Copy out the data line by line exactly, from its start to the line bearing "Best I can tell, the", inclusive.

** GIVEN RECORDS follows **

PR #1416, opened 2025-04-04
Fix: prevent date picker from jumping

laurelfulford:
### All Submissions:

This PR fixes an issue where the Expiration Date date picker occasionally jumped forward a day.

Best I can tell, the issue was related to `toISOString()` switching the date to UTC -- every time you pick a date, the time is set based on UTC, and then if you pick another date, the new UTC time is based off of that. So for me at -7:00 UTC, every time I change the date, the time would jump forward 7 hours. Sometimes this still landed on the same day, sometimes it landed on the next day.

You can see this by switching the `DatePicker` component to `DateTimePicker` -- it will be different based on your time zone, but for me it consistently jumped 7 hours each change:

plus-seven

My fix was to replace `toISOString()` with something more manual that also set the time to `23:59:59` but I'm open to suggestions about that -- I'm not sure it's the best approach.

See: 1200550061930446-as-1209825755063362

1. Create a new prompt, and enable Expiration Date.
2. Confirm that the selected default date is tomorrow.
3. Try picking different dates and ensure the date you pick is what ends up selected.
4. Bonus: Swap `DatePicker` for `DateTimePicker` and confirm that the time is always set to `23:59:59` regardless of the date.
5. Try saving the prompt and refreshing, and making sure the expiration date is still accurate.

### Other information:

### DIFF
--- a/src/editor/ExpirationPanel.js
+++ b/src/editor/ExpirationPanel.js
@@ -65,7 +65,7 @@ const ExpirationPanel = ( {
 
 	const defaultExpirationDate = useMemo( () => {
 		const date = new Date();
-		date.setDate(date.getDate() + 1);
+		date.setHours( date.getHours() + 24 );
 		return convertDateToString( date );
 	}, [] );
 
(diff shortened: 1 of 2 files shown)


adekbadek (approved):
Simple and gets the job done!

laurelfulford:
Thanks @adekbadek!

** End of GIVEN RECORDS **

- **RESULT**:
PR #1416, opened 2025-04-04
Fix: prevent date picker from jumping

laurelfulford:
### All Submissions:

This PR fixes an issue where the Expiration Date date picker occasionally jumped forward a day.

Best I can tell, the issue was related to `toISOString()` switching the date to UTC -- every time you pick a date, the time is set based on UTC, and then if you pick another date, the new UTC time is based off of that. So for me at -7:00 UTC, every time I change the date, the time would jump forward 7 hours. Sometimes this still landed on the same day, sometimes it landed on the next day.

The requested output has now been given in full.